To find out more about the podcast go to How a dangerous tick-borne virus sneaks into the brain.
Below is a short summary and detailed review of this podcast written by FutureFactual:
LRP8 receptor linked to tick-borne encephalitis brain invasion; Nature explores AI grant-cancellation modeling and AI psychosis risk
Nature's podcast investigates a tick-borne encephalitis (TBE) study that identifies the LRP8 receptor as a key entry point for the virus into brain cells, with experiments in human cells, stem-cell–derived neurons, and mice showing that blocking this receptor reduces infection and can protect animals. The episode also reports on a Nature Careers piece that uses machine learning to simulate NIH grant cancellations, highlighting the potential loss of foundational research such as the Human Microbiome Project and a major lung-cancer cohort. It closes with a briefing on AI psychosis risk in chatbot interactions and ongoing safety responses from tech companies.

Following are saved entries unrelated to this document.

PR #604, opened 2023-02-02
chore: Ensure utm values are url friendly

johncowen:
There's always the possibility that the product name could contain a space, if that happens make sure its 'url friendly'

### DIFF
--- a/src/services/env/Env.ts
+++ b/src/services/env/Env.ts
@@ -27,9 +27,10 @@ export default class Env {
     const config = readPathConfigFromDom()
     const version = semver(env('KUMA_VERSION', config.version))
 
+    const productName = env('KUMA_PRODUCT_NAME').split(' ').join('-')
     _env = {
       ..._env,
-      KUMA_UTM_QUERY_PARAMS: `utm_source=${env('KUMA_PRODUCT_NAME')}&utm_medium=${env('KUMA_PRODUCT_NAME')}-GUI`,
+      KUMA_UTM_QUERY_PARAMS: `utm_source=${productName}&utm_medium=${productName}-GUI`,
     }
     this.env = {
       ..._env as EnvVars,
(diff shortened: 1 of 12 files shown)


src/services/env/Env.ts
```diff
@@ -27,9 +27,10 @@ export default class Env {
     const config = readPathConfigFromDom()
     const version = semver(env('KUMA_VERSION', config.version))
 
+    const productName = env('KUMA_PRODUCT_NAME').split(' ').join('-')
```
lahabana, line 30: isn't replace a better way to do this?
```suggestion
    const productName = env('KUMA_PRODUCT_NAME').replace(' ', '-')
```
Also should we should uriEncode instead? (We don't really use this utm atm so breaking change should be fine)

lahabana: Also if you clean this remove the (GUI) bit in the utm. GUI is the most common place no need to be specific IMO

kleinfreund: I agree; if we use `encodeURIComponent`, this would allow a consuming side to decode it reliably whereas with dashes, you don’t know what should be a dash and what should be a space.

```suggestion
    const productName = encodeURIComponent(env('KUMA_PRODUCT_NAME'))
```

If you go with the replace call, it should use `replaceAll` to replace all instances not just the first.

```suggestion
    const productName = env('KUMA_PRODUCT_NAME').replaceAll(' ', '-')
```

kleinfreund (approved):

src/services/env/Env.ts
johncowen: > isn't replace a better way to do this?

Yes probably, but watch for one of my most common mistakes - not using `replaceAll` :highfive: 😄 . Much prefer to uri encode it so I'll do that instead, and remove the `GUI` bit, gimme 2 tics. Oh! 🤔 do we even need the `utm_medium=` bit?

johncowen:
@kleinfreund snap/jinx! 😆

johncowen:
Moved to `encodeURIComponent` and remove the `-GUI`, will just wait for tests to pass and then merge

PR #608, opened 2023-02-03
refactor: migrates onboarding child components to composition api

kleinfreund:
Migrates all onboarding-related child components to composition API.

Fixes an issue of the onboarding heading not being visible in Chrome on account of Chrome only supporting a vendor-prefixed CSS property we didn’t use.

Replaces a few Tailwind styles in migrated components.

### DIFF
--- a/src/app/onboarding/components/ItemStatus.vue
+++ b/src/app/onboarding/components/ItemStatus.vue
@@ -1,10 +1,10 @@
 <template>
-  <li class="flex items-center mb-2">
-    <span class="circle">
+  <li class="item-status mb-2">
+    <span class="circle mr-2">
       <KIcon
         v-if="props.status"
         icon="check"
-        size="10"
+        size="14"
         color="var(--kuma-purple-1)"
       />
     </span>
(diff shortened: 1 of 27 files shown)


johncowen (commented):
Does this PR cover the fix in https://github.com/kumahq/kuma-gui/pull/606 also? If so shall I close that one or merge it and bring it up here?

I took a quick look at this and there is a least one issue that we'd need to fix up here before merge, whereas I think the other one is good to go, which means I can move 606 over to KM if we merge it.

Let me know, I'm easy either way.

Here's the thing I just spotted now, but I haven't looked in great detail yet.

Screenshot 2023-02-03 at 13 45 10

Note the missing left hand margin.

kleinfreund:
> Does this PR cover the fix in #606 also? If so shall I close that one or merge it and bring it up here?

Right, that’s the exact same fix. Yours is just as good so let’s merge that.

kleinfreund:
> Note the missing left hand margin.

I’ve now added a general padding to the content container of the OnboardingPage container. With the next step of also migrating the view components, I’ll pass over this again and check whether we have duplicated margins now.

johncowen (approved):
Looks good to me! I much prefer the slot approach for text that could potentially be HTML - rather than using attributes 👍

PR #611, opened 2023-02-03
fix: reading subscriptions too early

### LINKED ISSUE #585: Handle missing ZoneInsight
### Description

We can have Zone that does not have ZoneInsight yet

image

kleinfreund:
Fixes an issue of accessing a zone insight’s subscriptions too early when briefly after creating a zone, the zoneInsight object is not available, yet.

Fixes #585.


johncowen (approved):
:shipit:

PR #612, opened 2023-02-03
chore(policies): Remove hardcoded policy listing

johncowen:
Policies are pluggable so we can't refer to them statically in the code.

If you could give this one an extra look that'd be great, whilst I'm gaining more context on the application, I probably still don't have enough to be totally sure there isn't somewhere where we are trying to do `undefined + 0`. Pretty sure what is here is fine after following the code paths I could find through, but would be good for a second opinion on that.


kleinfreund (approved):
Looking at how the involved state is used, this change should be fine.

The most relevant reference is `src/app/mesh-overview/views/MeshOverviewView.vue:169`: `store.state.meshInsight.policies[policyType.name]?.total ?? 0`. It handles the absence of a policy type gracefully.

PR #614, opened 2023-02-03
refactor: migrates onboarding components to composition api

kleinfreund:
Migrates all onboarding-related components to composition API.

Streamlines color usage within the onboarding module to use variables where necessary (mainly replacing hexadecimal colors in templates).

Replaces all Tailwind utility classes in the onboarding module with either custom CSS or utility classes that are also present via Kongponents (which already override the Tailwind ones).


johncowen (approved):
Looks good to me, only question would be, should we put this bit in the center to keep with the central alignment? Which do you think goes better?

## Left aligned:

Screenshot 2023-02-07 at 11 28 15

## Centered:

Screenshot 2023-02-07 at 11 26 46

kleinfreund:
@johncowen I’ve centered the welcome view content now.

I also added another commit to replace hard-coded colors in the graphs with custom properties as discussed earlier.

johncowen:
Sounds good 👍

Issue #2934, opened 2024-09-13
Policy table should handle omitted top-level targetRefs


lobkovilya:
### Description

Since Kuma 2.9 it's possible to create policy without the top-level targetRef:
```yaml
type: MeshTimeout
name: mt1
mesh: default
spec:
  to:
    - targetRef:
        kind: MeshService
        name: redis
```
which is an equivalent of:
```yaml
type: MeshTimeout
name: mt1
mesh: default
spec:
  targetRef:
    kind: Mesh
  to:
    - targetRef:
        kind: MeshService
        name: redis
```

In policy table `Target ref` we want to see `Mesh` instead of `–`:
<img width="667" alt="image" src="https://github.com/user-attachments/assets/c29a0579-e8ff-43e4-9893-e4c22e168d77">

PR #3625, opened 2025-03-04
refactor(policy-summary): always show structured format option

### LINKED ISSUE #3608: Always show structured format on PolicySummaryView
### Description

Follow-up to https://github.com/kumahq/kuma-gui/pull/3581

Due to the fact that we are missing a `spec` field on legacy policies on mode universal, we conditionally include the structured view format. Ideally we can always show structured, because in order to keep the state of select in sync with the URL we currently the user preference.

schogges:
To improve on consistencies we decided to always offer the option `structured` as a format in summary drawers. Currently that was missing in `PolicySummaryView` and `DataPlanePolicySummaryView`. Now we just want to only conditionally render the codeblock when there is no `spec` available, which is only the case for legacy policies on universal.

Furthermore this adds the policy `type` to the structured view, such that users can always see the type of the policy that they are looking at.

Closes #3608


schogges:
> I think in the case of a legacy policy the `targetRef` shouldn't show
> 
> Screenshot 2025-03-04 at 14 58 28

Looking at https://github.com/kumahq/kuma-gui/issues/2934 I think we always show `Mesh` in case there is no `spec.targetRef` 🤔 just not sure if this also counts for legacy policies.

johncowen:
Pretty sure legacy policies don't have a `targetRef`

https://kuma.io/docs/2.9.x/policies/general-notes-about-kuma-policies/

Screenshot 2025-03-04 at 15 16 22

Most of them have sources/destinations, the `type: Mesh` ones I believe apply to the mesh itself, but its still not using a `targetRef`, I guess you could switch out the word `targetRef` for `type` just for those legacy `type: Mesh` ones, but at this point, I kinda don't mind either way

johncowen:
I've pushed a commit here that plumbs through `policyType.isTargetRef` (which is basically `legacy: boolean`) this way we know whether to show the `targetRef: Mesh` badge in the structured view or not.

As the structured view for legacy policies was pretty bare, we decided to add the `logging`, `metrics` etc to display a codeblock for legacy policies also as it wasn't much additional to do. This last point isn't totally what we said here https://github.com/kumahq/kuma-gui/issues/3608#issuecomment-2694735083 but we both preferred the outcome so decided to keep it.

schogges:
> I've pushed a commit here that plumbs through `policyType.isTargetRef` (which is basically `legacy: boolean`) this way we know whether to show the `targetRef: Mesh` badge in the structured view or not.
> 
> As the structured view for legacy policies was pretty bare, we decided to add the `logging`, `metrics` etc to display a codeblock for legacy policies also as it wasn't much additional to do. This last point isn't totally what we said here [#3608 (comment)](https://github.com/kumahq/kuma-gui/issues/3608#issuecomment-2694735083) but we both preferred the outcome so decided to keep it.

Can't approve, so I'll leave a ✅

PR #3637, opened 2025-03-06
chore(lintstaged): lint only staged files

schogges:
After moving more and more scripts over to makefile targets, we've noticed that lint-staged takes longer to check the staged files than before. This happens because currently our `lint/js` target lints all files (essentially `npx eslint .`) and doesn't consider the file argument passed over from lint-staged.

Unfortunately there is no option to run `vue-tsc` (same for `tsc`) on specific files only, it always runs for the whole project.


johncowen (commented):
Whats the best way to test this locally? I was using (from packages/kuma-gui)

```bash
make lint/js src/main.ts
```

And its currently showing me:

```bash
make: Nothing to be done for `src/main.ts'.
```

P.S. Oh that is actually linting `src/main.ts`, just the message it gives me is a bit weird 🤔 do you see that also?

schogges:
> Whats the best way to test this locally? I was using (from packages/kuma-gui)
> 
> ```shell
> make lint/js src/main.ts
> ```
> 
> And its currently showing me:
> 
> ```shell
> make: Nothing to be done for `src/main.ts'.
> ```
> 
> P.S. Oh that is actually linting `src/main.ts`, just the message it gives me is a bit weird 🤔 do you see that also?

Yeah I see that too. Thought that it maybe comes from the `--fix` option, but I don't see that message via `npx eslint --fix src/main.ts` 🤔 But I've seen this message already in the past when staging files that have an issue and commit (trigger lint-staged).

schogges:
So looks like this is coming from `make` and the fact that the files that we add to the end (and so does lint-staged) are treated as targets.

when I add

```make
.PHONY: foo
foo:
```

without a recipe and `make foo`, I get `make: Nothing to be done for `foo'.`

johncowen:
I just by chance came across `eslint --cache`:

https://eslint.org/docs/latest/use/command-line-interface#--cache

> Store the info about processed files in order to only operate on the changed ones. Enabling this option can dramatically improve ESLint’s run time performance by ensuring that only changed files are linted.

I'm thinking adding this flag to our lint target and then gitignoring the cache could be a better solution for this? I just briefly tried it and it does look like it works as advertised, wdyt?

schogges:
> I just by chance came across `eslint --cache`:
> 
> https://eslint.org/docs/latest/use/command-line-interface#--cache
> 
> > Store the info about processed files in order to only operate on the changed ones. Enabling this option can dramatically improve ESLint’s run time performance by ensuring that only changed files are linted.
> 
> I'm thinking adding this flag to our lint target and then gitignoring the cache could be a better solution for this? I just briefly tried it and it does look like it works as advertised, wdyt?

Nice 👍 I think we can add that additionally, but in order to actually kick in it requires to maintain that cache.

>If you run ESLint with --cache and then run ESLint without --cache, the .eslintcache file will be deleted.

johncowen:
> but in order to actually kick in it requires to maintain that cache.

The usecase/issue here was for the git hooks right?

If we add `--cache`, the first time we use it the cache will be created, and we get super fast JS linting from there on in (we don't need to do anything with the cache ourselves its all automatic), and it also works when we call `make lint` (not just on a git hook)

schogges:
> > but in order to actually kick in it requires to maintain that cache.
> 
> The usecase/issue here was for the git hooks right?
> 
> If we add `--cache`, the first time we use it the cache will be created, and we get super fast JS linting from there on in (we don't need to do anything with the cache ourselves its all automatic), and it also works when we call `make lint` (not just on a git hook)

Yes, the issue here was about the git hook. But anyways I want to add that flag 👍 but I would probably keep the other changes I did. They are agnostic to the linting tool we use. Wdyt?

schogges:
As discussed I've removed the args part and we just leave it to `--cache`. Reasons:

- not have to maintain the list of file types in another place (looking at `.lintstagedrc.json` 👀 )
- `--cache` only checks the files we changed, so we keep that in the tool itself
- we keep lint-staged mainly to trigger the linting for us whenever we want to commit something
- most likely there is no need to lint specific file(s) without changing them (manual `make lint foo/bar.js` will not likely happen)

johncowen (approved):

PR #3659, opened 2025-03-13
chore: bump node to 22.14

### LINKED ISSUE #3510: Upgrade node to current LTS (v22)
### Description

v22 was promoted to LTS not long ago, whilst not super urgent we have started to get some warnings during on npm install (a new npm should come the new node), so we should bump after the upcoming release.

This should be just a bump of our `.nvmrc`, but there might be the odd engines entry in a `package.json`

schogges:
See title

Closes #3510


johncowen (approved):
🎉

PR #3660, opened 2025-03-13
feat(x-code-block): update shiki version, theme

schogges:
As part of the version bump of shiki I changed some things:

- bump `shiki` to `3.2.1`
- changed the theme to `catppuccin-latte` (light) and `catppuccin-mocha` (dark) 
- changed [`moduleResolution`](https://www.typescriptlang.org/tsconfig/#moduleResolution) to `bundler`. Previous `node` is deprecated.

### DIFF
--- a/.github/dependabot.yml
+++ b/.github/dependabot.yml
@@ -11,6 +11,10 @@ updates:
       typescript-eslint:
         patterns:
           - "@typescript-eslint/*"
+      shiki:
+        patterns:
+          - "shiki"
+          - "@shikijs/*"
 
   - package-ecosystem: "github-actions"
     open-pull-requests-limit: 50
--- a/.github/dependabot.yml
+++ b/.github/dependabot.yml
@@ -11,10 +11,6 @@ updates:
       typescript-eslint:
         patterns:
           - "@typescript-eslint/*"
-      shiki:
-        patterns:
-          - "shiki"
-          - "@shikijs/*"
 
   - package-ecosystem: "github-actions"
     open-pull-requests-limit: 50
--- a/package-lock.json
+++ b/package-lock.json
@@ -4,7 +4,6 @@
   "requires": true,
   "packages": {
     "": {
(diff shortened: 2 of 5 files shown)


johncowen (approved):
Nice 👍 

One tiny nit that I think you might have mentioned in our sync.

I noticed in the package-lock we are installing loads of `oniguruma` stuff which we don't use.

You mentioned you went back and forth a little here which different installation methods, so it might have been related to what you were saying there.

Anyway lemme know on that one but not a blocker as I would assume we are not importing what we don't need, its more about potential dependabot PRs in the future. We can always circle back and alter this if it turns out we can.

johncowen:
Oh wait, I think we might be getting a double scrollbar thing here

johncowen:
Yeah we are I think, hard to screengrab, but if you hover over the text and try and scroll you can see this little ghost-like scrollbar that only has a tiny bit of scroll, whereas if you hover over any other part of the window you can scroll as expected.

I noticed that this issue is in `master` already tho, so I'd say lets merge this PR, and see if you can then duplicate what I'm seeing

schogges:
> Yeah we are I think, hard to screengrab, but if you hover over the text and try and scroll you can see this little ghost-like scrollbar that only has a tiny bit of scroll, whereas if you hover over any other part of the window you can scroll as expected.
> 
> I noticed that this issue is in `master` already tho, so I'd say lets merge this PR, and see if you can then duplicate what I'm seeing

Oh, let me have a look at that, brb

schogges:
> > Yeah we are I think, hard to screengrab, but if you hover over the text and try and scroll you can see this little ghost-like scrollbar that only has a tiny bit of scroll, whereas if you hover over any other part of the window you can scroll as expected.
> > I noticed that this issue is in `master` already tho, so I'd say lets merge this PR, and see if you can then duplicate what I'm seeing
> 
> Oh, let me have a look at that, brb

Will circle back on this, thanks for spotting 👍

PR #3661, opened 2025-03-13
chore(deps): create dependabot eslint group

schogges:
Both `eslint` and `@eslint/js` are released from the same repo and always using the same version, so I think we can create a group to reduce the noise.


johncowen (approved):
🎉 Nice! 🙉 😆

PR #3662, opened 2025-03-13
chore(docs): adds improved docs for installing nvm

johncowen:
Adds better instructions/info for installing and running `nvm`

### DIFF
--- a/packages/config/src/mk/check.mk
+++ b/packages/config/src/mk/check.mk
@@ -4,7 +4,7 @@ check/node: NODE_VERSION:=v$(shell head -n1 $(NPM_WORKSPACE_ROOT)/.nvmrc)
 check/node:
 	@node -v | grep $(NODE_VERSION) &> /dev/null || ( \
 		echo "Make sure node-$(NODE_VERSION) is installed (please see the root .nvmrc for nvm installation)"; \
-		echo "Once the correct version of node is installed,  re-run your make target"; \
+		echo "Once the correct version of node is installed, re-run your make target"; \
 		exit 1; \
 	)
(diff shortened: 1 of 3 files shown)


johncowen:
FYI this has been up for a while just because of other priorities, and I'm trying to get these few that have been around for a while over the line now.

packages/config/src/mk/check.mk
```diff
@@ -1,10 +1,10 @@
...
-NPM_VERSION?=$(shell cat $(NPM_WORKSPACE_ROOT)/package.json | jq -r '.engines.npm')
-
 .PHONY: check/node
+check/node: NPM_VERSION:=$(shell cat $(NPM_WORKSPACE_ROOT)/package.json | jq -r '.engines.npm')
+check/node: NODE_VERSION:=v$(shell head -n1 $(NPM_WORKSPACE_ROOT)/.nvmrc)
 check/node:
 	@node -v | grep $(NODE_VERSION) &> /dev/null || ( \
-		echo "Make sure node-$(NODE_VERSION) is installed (see .nvmrc)"; \
+		echo "Make sure node-$(NODE_VERSION) is installed (please see the root .nvmrc for nvm installation)"; \
+		echo "Once the correct version of node is installed,  re-run your make target"; \
```
schogges, line 7: super nit, double space detected

```suggestion
		echo "Once the correct version of node is installed, re-run your make target"; \
```

schogges (dismissed):

packages/config/src/mk/check.mk
johncowen: 🦸 ! 😆

schogges (approved):
👍

PR #3676, opened 2025-03-17
fix(vitepress): old usage of shiki getHighlighter

schogges:
When working on https://github.com/kumahq/kuma-gui/pull/3660 I missed to update the usage of shiki in `.vitepress`.


packages/kuma-gui/.vitepress/theme/components/Story.vue
```diff
@@ -44,12 +45,13 @@ const props = withDefaults(defineProps<{
...
 const htmlSource = ref<string>('')
-const highlighter = ref<Awaited<ReturnType<typeof getHighlighter>> | undefined>()
+const highlighter = ref<Awaited<ReturnType<typeof createHighlighterCore>> | undefined>()
 
 ;(async () => {
-  highlighter.value = await getHighlighter({
-    themes: ['nord'],
-    langs: ['javascript']
+  highlighter.value = await createHighlighterCore({
+    themes: [import('shiki/themes/nord.mjs')],
```
schogges, line 52: Note: I didn't change the current theme `nord`, but probably it makes sense to use `catppuccin-mocha` or `catppuccin-latte`?

johncowen: Yeah whichever, I guess I just took this originally from whichever example I was reading from

I guess we could eventually move this to be part of `x` and we can source it from `x`'s service container as `useSyntaxHighligher` or something, then we centralize this.

johncowen (approved):
LGTM!

packages/kuma-gui/.vitepress/theme/components/Story.vue
schogges: Ok, sounds good. I'll leave it as it for now and we can circle back here again when we centralize it 🙂

PR #3687, opened 2025-03-18
chore(deps): move husky and lint-staged to root

schogges:
I hit a case where I installed the dependencies and `lint-staged` ended up in the `packages/kuma-gui/node_modules` (not in the root). This caused that the pre-commit hook failed: `.husky/pre-commit: line 1: lint-staged: command not found`

We decided to move certain dependencies, that operate on the whole repo or are meant to be added to all packages (i.e. `eslint`) to the repository root as `devDepdendencies`. Therefore I am moving `husky` and `lint-staged` to the repository root now.


packages/config/package.json
```diff
@@ -42,6 +42,8 @@
     "cypress-fail-fast": "^7.1.1",
     "cypress-terminal-report": "^7.0.4",
     "eslint": "^9",
-    "stylelint": "^16.10.0"
+    "stylelint": "^16.10.0",
+    "husky": "^9.1.7",
+    "lint-staged": "^15.5.0"
```
johncowen, line 47: Considering the conversation we had this afternoon around peerDependencies and removal of those, I think these should either go:

- Once in root
- Multiple times in each individual project.

I think I'd vote for the former, but I'm not that precious about it, but I'm more "less code is best"

johncowen: > In case we want to use husky and lint-staged (and the other peers) further downstream, we would have to add them there too 

Yeah for sure, but if you think about it this is the model we are moving to i.e. applications no longer depend on "Kuma The Application" but instead each application depends on the individual "micro-frontends" that we have. Each application is then completely standalone so instead of:

Application 1 > Application 2 > Kuma The Application > micro-frontends

we have

- Application 1 > micro-frontends
- Application 2 > micro-frontends
- Kuma The Application > micro-frontends

johncowen: (sorry) Although I'm not sure the above is totally correct I think what we want is:

- Application 1 > config + micro-frontends
- Application 2 > config + micro-frontends
- Kuma The Application > config + micro-frontends

Ideally config would house the CLI tools we need so that are centralized in one place. But something I realized is (which I think helps with understanding): with our Makefiles CLI tooling is executed from the location of the root Makefile _not_ from the location of an `import` statement. If you think about this carefully you begin to understand certain differences to normal node toolchain assumptions.

Thinking about it from a node standpoint, you would assume the Makefile includes (not imports) its `mk/` scripts from `@kumahq/config`, and then things in those scripts are executed from within `@kumahq/config`. If it was JS/node this would mean it would use the executables installed by `@kumahq/config`.

But in reality, we are not importing other scripts, we are just including them so the root of the execution is wherever the root Makefile is, _not_ where the script/included file is.

This means if a script in `@kumahq/config` is executing eslint, its not executing `@kumahq/config/node_modules/.bin/eslint` its executing `(./Makefile)node_modules/bin/eslint`. As we are using `npx` if the executable doesn't exist in the node_modules of where the Makefile is, it will then use node resolution to find the executable higher up in the tree.

I'm wondering if there is a simple way we can make the Makefile scripts act more like node, which would be ideal. But if its not simple, we may just have to accept this fact, and keep it in mind when thinking about things.

schogges: I think I get your point and it would be great, but when moving those dependencies to the root, this means that these dependencies are no longer part of that chain `App > config + micro-frontends` 🤔

johncowen:
@schogges did we say we were gonna close this one seeing as it changes things to use peerDependencies (that we've since said for the moment at least we are going to avoid)

schogges:
> @schogges did we say we were gonna close this one seeing as it changes things to use peerDependencies (that we've since said for the moment at least we are going to avoid)

Yeah, either close it or change it to move these deps to the repo root. In any case these dependencies are in the wrong place.

johncowen:
oh did we say we'd wait to see if it became an issue again, I think we figured that when you hit whatever it was you weren't on master at the time?

schogges:
> oh did we say we'd wait to see if it became an issue again, I think we figured that when you hit whatever it was you weren't on master at the time?

Yeah, I think we said that. But honestly I think even if we don't hit it again, these dependencies are in the wrong place.

schogges:
@johncowen moved them to the repo root 🙂

johncowen (approved):
👍 interested to see what happens elsewhere once we merge this 👀

PR #3688, opened 2025-03-18
chore(ci): add github-actions-ensure-sha-pinned-actions

schogges:
In the first place we want to ensure that we only depend on pinned github actions (externals). We've recently added linting for that, but turns out there is an action that takes care of that.


.github/workflows/main.yml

Tick-borne encephalitis and the LRP8 receptor
The episode covers a Nature study that identifies the LRP8 receptor as a brain-expressed entry point exploited by the tick-borne encephalitis virus. Researchers used CRISPR-Cas9 to knock out LRP8 in human cells and observed markedly reduced viral infection, while overexpressing the receptor increased infection rates. They then showed that partial receptor fragments could bind the virus and block entry, both in vitro and in vivo, including a mouse model where pre-treatment with the receptor fragment protected animals from disease. LRP8 appears particularly enriched in brain cells, suggesting a mechanism tailored to central nervous system invasion by TBE, with specificity to TBE over other flaviviruses. The research team emphasizes the potential to target this receptor with drugs to hinder viral binding or downstream signaling, especially given uneven vaccine coverage in many regions.
"LRP8 is a cell surface protein that the virus hijacks to enter cells." - Sara Gredmark Roo, Karolinska Institute
AI and grant-cancellation modeling: what might have been
The podcast then discusses a Nature Careers project that trained a machine learning model to analyze characteristics of canceled grants and to test its accuracy against historical cancellations. The team found the model to be around 70% accurate in identifying grants that would have been canceled, based on factors like funding left, keywords, timing, and other metadata. The researchers then applied the model to grants active ten years ago to estimate the potential impact on science, ranking outcomes by predicted citations and highlighting examples such as the Human Microbiome Project and a large lung cancer research cohort. The exercise illustrates the difficulty of predicting exact consequences when funding decisions are political and opaque and notes that researchers whose grants could have been canceled were sometimes surprised or dismayed by the scenario even in a hypothetical exercise. “It was around 70% accurate.” - Jack Leeming, Nature Careers Chief Editor
AI psychosis risk and safety responses
The final segment examines AI psychosis in the context of human users, not the AI itself. There is currently limited evidence, with some pre-prints suggesting that certain individuals predisposed to psychosis might experience worsened symptoms after interacting with chatbots, potentially via feedback loops where the AI reinforces paranoid beliefs. The podcast notes that major AI developers are taking steps to mitigate harm, including OpenAI revising a model to reduce ungrounded responses and adding clinical expertise and safety features, as well as other companies adding safeguards for minors and self-harm resources. The discussion emphasizes the need for continued research into how AI tools affect mental health and safeguards to ensure responsible deployment alongside advancing science.